I have a lon/lat points, The problem is I don't have lines ID or sort id within the lines. So I want to make multi-lines from the points following criteria of the distance between points. For example in the image here , at least 4 lines should be created.
How can I achieve that?
I don’t think there is an easy general solution to this problem. Here is
some inspiration using spatstat
to get some of the way to the goal:
library(spatstat)
Generate test data:
d1 <- data.frame(x=1:9, y=-4)
d2 <- data.frame(x=1:9, y=0)
d3 <- data.frame(x=1:9, y=4)
X <- as.ppp(rbind(d1,d2,d3), W = owin(c(0,10), c(-5,5)))
set.seed(42)
X <- rjitter(X, 0.5)
plot(X)
Find connected components and within each component connect every point with the two closest neighbours:
Xcomp <- connected.ppp(X, R = 2)
Xcomp <- split(Xcomp)
neighbours <- list()
line_list <- list()
for(i in seq_along(Xcomp)){
pts <- Xcomp[[i]]
nn <- nnwhich(pts, k=1:2)
x0 <- c(pts$x, pts$x)
y0 <- c(pts$y, pts$y)
x1 <- c(pts$x[nn[,1]], pts$x[nn[,2]])
y1 <- c(pts$y[nn[,1]], pts$y[nn[,2]])
line_list[[i]] <- psp(x0, y0, x1, y1, window = Window(X))
}
Put components back together and convert to a linear network (linnet
) which
is basically an undirected graph where the nodes have explicit location in
Euclidean space rather than being abstract.

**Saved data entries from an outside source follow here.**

PR #4683, opened 2021-03-15
Add postStartCommand to start lando on resume

acrollet:
Automatically start lando when a codespace is resumed. Creating as draft until I have a chance to confirm that this works. (I don't see a way to force-suspend a codespaces instance)


acrollet:
Tests passed:
Screen Shot 2021-03-15 at 12 05 38 PM

Lando start was correctly run after a resume: (correctly did not run on create)
Screen Shot 2021-03-15 at 12 04 04 PM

L <- Reduce(superimpose.psp, line_list)
L <- as.linnet(L)
#> Warning: Network is not connected
plot(L)
The remaining task is to find all triangles and delete the longest edge
which is more fiddly. You can use edges2triangles
to find all triangles:
tri <- edges2triangles(L$from, L$to)
tri
#> i j k
#> [1,] 1 2 3
#> [2,] 4 5 6
#> [3,] 7 8 9
#> [4,] 10 11 12
#> [5,] 13 14 15
#> [6,] 16 17 18
#> [7,] 19 20 21
#> [8,] 25 26 27
So e.g. vertices 25,26,27 form a triangle
i <- as.numeric(tri[8,])
Li <- thinNetwork(L, retainvertices = i)
plot(Li)
The triangle has three edges from i to j:
j <- i[c(2,3,1)]
i
#> [1] 25 26 27
j
#> [1] 26 27 25
Distrance matrix between all vertices (overkill, but easily calculated and should only be done once – avoid for big datasets)
D <- pairdist(vertices(L))
Index of longest distance:
long <- which.max(diag(D[i,j]))
long
#> [1] 1
Thus the edge from i[long]
to j[long]
should be deleted
plot(L)
edge <- which(paste(L$from,L$to)==paste(sort(c(i[long],j[long])), collapse = " "))
plot(thinNetwork(L, retainedges = edge), add = TRUE, col = 2, lwd = 1.5)
We should apply this code to all triangles in a loop:
edge <- numeric(nrow(tri))
for(k in seq_len(nrow(tri))){
i <- tri[k,]
j <- i[c(2,3,1)]
long <- which.max(diag(D[i,j]))
edge[k] <- which(paste(L$from,L$to)==paste(sort(c(i[long],j[long])), collapse = " "))
}
Lfinal <- thinNetwork(L, retainedges = -edge)
plot(Lfinal)
If the lines are needed separately we can use connected
:
Lfinal_list <- connected.linnet(Lfinal, what = "components")
Lfinal_list
#> [[1]]
#> Linear network with 9 vertices and 8 lines
#> Enclosing window: rectangle = [0, 10] x [-5, 5] units
#>
#> [[2]]
#> Linear network with 9 vertices and 8 lines
#> Enclosing window: rectangle = [0, 10] x [-5, 5] units
#>
#> [[3]]
#> Linear network with 9 vertices and 8 lines
#> Enclosing window: rectangle = [0, 10] x [-5, 5] units
Finding and deleting triangles could easily be done for each component when constructing the lines rather than at the end when all lines are collected. That would be much more efficint on large datasets, but this works nicely as a proof of concept. Beware of hacks such as the pasting trick above to find the edge number – this may not be very robust and I’m not sure whether it works in all cases.